Marie grabbed the keys from inside her purse as she glanced at the sky. Black clouds told her rain would come soon. In an attempt to beat the rain she opened her garage door, keys in hand and maneuvered around her red Hyundai as she walked at a quick pace to the mailbox. Slipping the key in the lock, it gave it's usual argument as she jiggled the lock and it opened. Inside was the precious letter she'd been waiting impatiently for.
Mail in hand, she inhaled the muggy air and quickly walked back to her house, her heart beating at a pace faster than normal. The leaves on the branches of the large shade trees swayed in the breeze, reminding her rain was on the way. She made it home before the first drop and slipped inside. Opening the letter she laid it on the table and opened the app on her phone where she'd stored the efforts of her research.
With confidence and a careful eye and hand she filled in the bubbles with a black pen. Double checking that she'd made the correct selections. Then slipped the ballot into the security sleeve and carefully slid the ballot into the envelope provided. She sealed it and check all the correct boxes and signed it.
Her heart finally returning to a normal pace but then another thought hit her. Should I mail the ballot? Under most circumstances she wouldn't have thought twice. But this year, this election was like no other and the security of the election had been threatened. The threats so far empty and what she considered a weak man and weak party attempts to control the population. Marie decided it was better to be safe than sorry and searched the Supervisor of Elections website and moaned audibly when the only ballot drop-off was 30 minutes away at the Supervisor of Elections office.
She made the decision to make the drive. It was Sunday and if she dropped it off today by tomorrow it'd be counted and she could breathe easy again.
Picking her keys off the table where she'd laid them in her excitement she thrust her purse over her shoulder and picked up the ballot. She laid the ballot on the front passenger seat as though it was made of glass and started the engine and exited the garage. Rain immediately washed over her windshield. The garage door groaned in its usual fashion as it closed and she reversed out of the driveway and into the street.
This was something she had to do, not only for her but for the country, for the people and for democracy. The drive was pleasant even in the rain. The rhythmic sound of the patter on her windshield drowned by We're Not Going to Take it by Twisted Sister. She couldn't help but see similarities in the song to her current position. She cranked it a little louder.
The rain eased to a drizzle as she entered the sleepy town by the river. Following her GPS it took on a path that weaved through a neighborhood. The oppositions signs planted in two's and three's in people yards as if decorated for the holiday. An eerie feeling clutched her gut as she suddenly felt unsafe and feared for the precious cargo on the passenger seat next to her.
It wasn't as if anyone knew her selections. There was no way they could. She wondered for a second if it would have been safer to mail it or even show up to an earlier voting site. Taking a deep breath she knew what her gut told her. It chanted for her to drop it off. The chant echoed in her head and in her heart. She was making the right choice. The only choice.

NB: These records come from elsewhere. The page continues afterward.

PR #107, opened 2023-04-04
setting minimum requeue time in case update failed

mshitrit:
As a follow up on [this](https://github.com/medik8s/self-node-remediation/pull/102#discussion_r1156211127) comment, setting minimum requeue time in case update failed instead of keeping the original requeue time.

### DIFF
--- a/controllers/selfnoderemediation_controller.go
+++ b/controllers/selfnoderemediation_controller.go
@@ -157,8 +157,12 @@ func (r *SelfNodeRemediationReconciler) Reconcile(ctx context.Context, req ctrl.
 	defer func() {
 		if updateErr := r.updateSnrStatus(ctx, snr); updateErr != nil {
 			if apiErrors.IsConflict(updateErr) {
-				if returnErr == nil && !returnResult.Requeue {
-					returnResult = ctrl.Result{RequeueAfter: time.Second}
+				minRequeue := time.Second
+				if returnResult.Requeue && minRequeue > returnResult.RequeueAfter {
+					minRequeue = returnResult.RequeueAfter
+				}
+				if returnErr == nil {
+					returnResult.RequeueAfter = minRequeue
 				}
 			} else {
 				returnErr = utilerrors.NewAggregate([]error{updateErr, returnErr})
--- a/controllers/selfnoderemediation_controller.go
+++ b/controllers/selfnoderemediation_controller.go
@@ -158,7 +158,8 @@ func (r *SelfNodeRemediationReconciler) Reconcile(ctx context.Context, req ctrl.
 		if updateErr := r.updateSnrStatus(ctx, snr); updateErr != nil {
 			if apiErrors.IsConflict(updateErr) {
 				minRequeue := time.Second
-				if returnResult.Requeue && minRequeue > returnResult.RequeueAfter {
+				//if requeue is already set choose the lowest one
+				if returnResult.RequeueAfter > 0 && minRequeue > returnResult.RequeueAfter {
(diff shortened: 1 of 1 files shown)


controllers/selfnoderemediation_controller.go
```diff
@@ -157,8 +157,12 @@ func (r *SelfNodeRemediationReconciler) Reconcile(ctx context.Context, req ctrl.
 	defer func() {
 		if updateErr := r.updateSnrStatus(ctx, snr); updateErr != nil {
 			if apiErrors.IsConflict(updateErr) {
-				if returnErr == nil && !returnResult.Requeue {
-					returnResult = ctrl.Result{RequeueAfter: time.Second}
+				minRequeue := time.Second
+				if returnResult.Requeue && minRequeue > returnResult.RequeueAfter {
```
clobrano, line 161: I wonder if the condition on `returnResult.Requeue` is necessary. Could it just be

```
if minRequeue > returnResult.RequeueAfter {
    minRequeue = returnResult.RequeueAfter
}
```

?

mshitrit: Default value for `RequeueAfter` is 0 when it isn't set  :man_shrugging:

slintes: I don't understand the logic implemented here tbh.

- The idea was to always requeueu quickly for conflicts, not?
- The `if` statement here does not make sense,  because `Requeue` can be false while `RequeuAfter` is set (will still trigger a requeue)
- The check for a `RequeueAfter` < 1s makes this too verbose for no value IMHO. Even when some of the calculations we do result in < 1s, IMHO 1s is always quick enough. Even more knowing that this is running potentially on many many nodes... let's not stress the API server too much :) 

IMHO this should be enough:
```
if updateErr := r.updateSnrStatus(ctx, snr); updateErr != nil {
    if apiErrors.IsConflict(updateErr) {			
        returnResult.RequeueAfter = 1 * time.Second
    else {
        returnErr = utilerrors.NewAggregate([]error{updateErr, returnErr}) // handles nil errors nicely
    }
}
```

slintes (changes requested):

controllers/selfnoderemediation_controller.go
mshitrit: >The idea was to always requeueu quickly for conflicts, not?

Yes, but in case the requeque of the original result is lower than that of the conflict I'd prefer not to override it.

>The if statement here does not make sense, because Requeue can be false while RequeuAfter is set (will still trigger a requeue)

That's interesting,  initially reading the comment on `RequeueAfter` I've assumed this not the case (i.e Requeue is set to true), after your comment and on a second read I'm not so sure.

I think that in order to stay on the safe side I'll replace `Requeue` with `RequeueAfter > 0` that should assure that the lowest requeue time will be applied.

controllers/selfnoderemediation_controller.go
```diff
@@ -157,8 +157,13 @@ func (r *SelfNodeRemediationReconciler) Reconcile(ctx context.Context, req ctrl.
 	defer func() {
 		if updateErr := r.updateSnrStatus(ctx, snr); updateErr != nil {
 			if apiErrors.IsConflict(updateErr) {
-				if returnErr == nil && !returnResult.Requeue {
-					returnResult = ctrl.Result{RequeueAfter: time.Second}
+				minRequeue := time.Second
+				//if requeue is already set choose the lowest one
```
slintes, line 161: I still think this isn't needed, but I won't block on it...

/lgtm

PR #108, opened 2023-04-04
Bug fixes ECOPROJECT-1232  & ECOPROJECT-1233

mshitrit:
This PR
- Adds validation to remediation strategies on SNR (previously only on template) - in order to fix [ECOPROJECT-1232](https://issues.redhat.com//browse/ECOPROJECT-1232)
- Check Major and Minor version (previously Major version was checked instead of minor)  - in order to fix [ECOPROJECT-1233](https://issues.redhat.com//browse/ECOPROJECT-1233)

### DIFF
--- a/api/v1alpha1/selfnoderemediation_webhook.go
+++ b/api/v1alpha1/selfnoderemediation_webhook.go
@@ -28,11 +28,6 @@ var (
 )
 
 func (r *SelfNodeRemediation) SetupWebhookWithManager(mgr ctrl.Manager) error {
-
-	if err := initOutOfServiceTaintSupportedFlag(mgr.GetConfig()); err != nil {
-		return err
-	}
-
 	return ctrl.NewWebhookManagedBy(mgr).
 		For(r).
 		Complete()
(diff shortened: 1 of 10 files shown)


clobrano:
/lgtm

/hold

api/v1alpha1/selfnoderemediation_webhook.go
```diff
@@ -0,0 +1,62 @@
...
+	"sigs.k8s.io/controller-runtime/pkg/webhook"
+)
+
+var (
+	webhookRemediationLog = logf.Log.WithName("selfnoderemediation-resource")
+)
+
+func (r *SelfNodeRemediation) SetupWebhookWithManager(mgr ctrl.Manager) error {
+
+	if err := initOutOfServiceTaintSupportedFlag(mgr.GetConfig()); err != nil {
```
slintes, line 32: This call is duplicate now which at least isn't nice (and just relying here that it's called at the other webhook also isn't great) . Would it make sense to move this to main and pass the flag as arg? Or into its own file here and  just call init from main? 🤔

mshitrit: Indeed, good catch.
I didn't want to create a new file in an already crowded package, and I was worried about cycle dependency setting flags so I ended up putting it in `taints` file.

slintes: >  I ended up putting it in taints file

👍🏼 

/lgtm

However the eerie feeling crept over her spine as she turned the corner, more opposition signs staring at her as if laughing. It was more the gun toting owners of the home she feared over the signs themselves. After all, they were plastic and metal, harmless on their own. It wasn't even the guns that bothered her but she knew the people who owned them and how unreasonable some were when it came to the love of their dictator.
Any reasoning their mind once held was gone. They worked like a hive mind interpreting the ramblings of a man not only unfit to lead a country but with deep seeded hate for those who opposed him. It was his first action she remembered as the leader of the country in which he'd unAmericanized a young man publicly for using his first amendment rights of free speech and peaceful protest. He ridiculed the young man publicly and his followers played along. They didn't question what they were doing.
A shiver ran down her spine in memory. It was the first glimpse he was a man who craved control. At that time she couldn't have dreamt how far that need for control would go and how divided a once great country that thrived on differing opinions and diversity would fall.
That made her mission all that more imperative and she pulled her car into a spot, close to the ballot box. The silence of the town deafening as she opened the metal door and dropped the precious cargo into the box and closed the door. It seemed like time was never ending as she waited to hear it hit the other ballots in waiting. It's long journey and tink sounding plunk told her there were no other ballots in the box or not many.
Satisfied, she sucked in a deep breath and walked to her car with confidence. She'd done it. Her ballot was in, now came the waiting game to make sure it was counted.